Adjusting monitor sensitivity
Different models and use cases will require different monitoring settings for the best signal-to-noise ratio. For example, in some instances low levels of missing values within an input feature may be tolerable, while in others any reading above 0% may indicate a critical issue. While our monitors come with preconfigured defaults that should work for most teams, some monitor configuration tweaks may be necessary once patterns begin to emerge in the underlying data.
You can manually adjust how sensitive a particular monitor is by changing its thresholds. This can be accomplished both via the UI and our API. For more information, see the section about the particular monitor you are interested in modifying.
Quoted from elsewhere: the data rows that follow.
PR #5819, opened 2022-09-19
Hash: Drop support for deserializing the legacy format

fviernau:
The model for the `Hash` class has been changed in 2019.
Use the new format throughout the code base and drop handling of the legacy format to reduce technical debt.

### DIFF
--- a/integrations/schemas/curations-schema.json
+++ b/integrations/schemas/curations-schema.json
@@ -50,30 +50,10 @@
               },
               "hash": {
                 "$ref": "#/definitions/hash"
-              },
-              "hash_algorithm": {
-                "type": "string"
               }
-            },
-            "if": {
-              "properties": {
-                "hash": {
-                  "type": "object"
-                }
-              }
-            },
-            "then": {
-              "required": [
-                "hash"
-              ]
-            },
-            "else": {
-              "required": [
-                "hash",
-                "hash_algorithm"
-              ]
             },
             "required": [
+              "hash",
               "url"
             ]
           },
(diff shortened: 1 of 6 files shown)


integrations/schemas/curations-schema.json
```diff
@@ -85,30 +65,10 @@
...
-              ]
-            },
-            "else": {
-              "required": [
-                "hash",
-                "hash_algorithm"
-              ]
-            },
             "required": [
+              "hash",
```
sschuberth, line 71: I believe this commit should also drop the `"string"` type from https://github.com/oss-review-toolkit/ort/blob/ca7beff23342d5c1b9a2bdbaa6c79c9e6cadadeb/integrations/schemas/curations-schema.json#L133.

sschuberth (changes requested):

sschuberth (dismissed):

fviernau:
@oss-review-toolkit/bosch, @bennati is this ok to merge from Bosch and HERE side?

nnobelis:
> @oss-review-toolkit/bosch, @bennati is this ok to merge from Bosch and HERE side?

Hey @fviernau I found some usage of the old syntax by us. Let me fix them first please, I will then give you an heads-up.

bennati:
please go ahead

fviernau:
> Hey @fviernau I found some usage of the old syntax by us. Let me fix them first please, I will then give you an heads-up.

Thanks @nnobelis !

mnonnenmacher (approved):

mnonnenmacher:
@fviernau Fixes on our side are done.

MarcelBochtler:
Unfortunately, this breaks all projects, which use the legacy format in their `.ort.yml` :/

MarcelBochtler:
Additionally, the JsonSchema for the curations still shows the legacy format as valid.

mnonnenmacher:
I guess the problem is that the documentation was not updated long ago when the format was changed in 2019.

PR #5820, opened 2022-09-19
ScanRecord: Drop support for deserializing the legacy format

fviernau:
The format has become legacy 1.5 years ago, see [1].

[1] https://github.com/oss-review-toolkit/ort/commit/17bdbe6c77e673fac84eddf0854bd263bbf3bf3a


cli/src/funTest/assets/semver4j-analyzer-result.yml
```diff
@@ -13,8 +13,8 @@ repository:
   config:
     excludes:
       scopes:
-      - pattern: "testClasspath"
-        reason: "TEST_TOOL_OF"
+        - pattern: "testClasspath"
```
sschuberth, line 16: I'm not sure whether we should align in *that* direction: While I'm aware that many YAML examples do have the leading spaces for [block sequence](https://yaml.org/spec/1.2.2/#821-block-sequences) entries, our serialized files actually seem not to use them...

sschuberth: BTW, "consistent" to what? Other block sequences in the same file, or to other files?

cli/src/funTest/kotlin/ExamplesFunTest.kt
```diff
@@ -134,7 +134,7 @@ class ExamplesFunTest : StringSpec() {
         }
 
         "example.rules.kts can be compiled and executed" {
-            val resultFile = File("src/funTest/assets/semver4j-analyzer-result.yml")
+            val resultFile = File("src/funTest/assets/semver4j-advisor-result.yml")
```
sschuberth, line 137: As the scanner could also be run after the advisor, using "advisor" does not really make clear that a scanner result is included. Maybe be super-explicit and name it `semver4j-analyzer-scanner-advisor-result.yml`, or just `semver4j-ort-result.yml`?

sschuberth (changes requested):

cli/src/funTest/assets/semver4j-analyzer-result.yml
fviernau: > I'm not sure whether we should align in that direction: While I'm aware that many YAML examples do have the leading spaces for [block sequence](https://yaml.org/spec/1.2.2/#821-block-sequences) entries, our serialized files actually seem not to use them...

As most part's of the file have been using that identation before, I believe it's ok to fix the few inconsistencies.
I agree that it should be consistent also with other files, but in scope of this PR I believe local consistency is ok.

> BTW, "consistent" to what? Other block sequences in the same file, or to other files?

local consistency.

Note: I was planning to make an upcoming change which aligns the formatting with other files in a separate PR.

cli/src/funTest/kotlin/ExamplesFunTest.kt
fviernau: I think it would be valuable to assume an order, at least for the test assets in order to not making our lives unnecessarily hard finding names for files. Changed according to your comment regardlessly.

sschuberth (approved):

fviernau:
@benati , @oheger-bosch  it'd be great to get your ACK for this as well.

cli/src/funTest/assets/semver4j-analyzer-result.yml
mnonnenmacher: If you plan to align with the "correct" formatting anyway, why do this commit in the first place? I don't see the benefit over just fixing it right away.

fviernau: The otherway around it is way more effort, and now the problem is already fixed locally. I don't see the benefit of discussing this any further TBH, it is making the formatting consistent within the file. So, what's your aim in continuing this discussion?

nnobelis:
> @bennati, @oss-review-toolkit/bosch it'd be great to get your ACK for this as well. @bennati

I checked for Bosch and it seems we are not affected by this breaking change. Also for use this PR can be merged.

sschuberth (approved):

fviernau:
Got thumbs up from HERE as well, so merging it now.

PR #5823, opened 2022-09-19
ProjectSourceRule: Add a matcher for the project's VCS type

fviernau:
See individual commits.

Part of https://github.com/oss-review-toolkit/ort/issues/5621.


tsteenbe (changes requested):
nit "The matcher can be used to enable rule only for certain VCS types." change to "The matcher can be used to enable a rule only for certain VCS types."

tsteenbe (approved):

sschuberth (approved):

PR #5825, opened 2022-09-19
Minor `ToStringSerializer` improvements

sschuberth:


clients/clearly-defined/src/main/kotlin/Serializers.kt
```diff
@@ -32,6 +32,9 @@ import kotlinx.serialization.json.JsonObject
 import kotlinx.serialization.json.JsonPrimitive
 import kotlinx.serialization.json.jsonPrimitive
 
+/**
+ * A (de-)serializer for ClearlyDefined [Coordinates] instances to / from strings, or from a nested structure.
```
mnonnenmacher, line 36: Very nit pick: If you read "(de-)serializer" as "deserialzer/serializer" it should  be "from/to" instead of "to/from".

fviernau (approved):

It is also possible to mark a given monitor alert as "unhelpful" through the UI:
This feedback is used to evaluate our default monitor configuration settings, and, in the case of non-deterministic monitoring algorithms such as Seasonal ARIMA, is also utilized as part of the monitor retraining process to minimize the number of false positives in the monitor's output.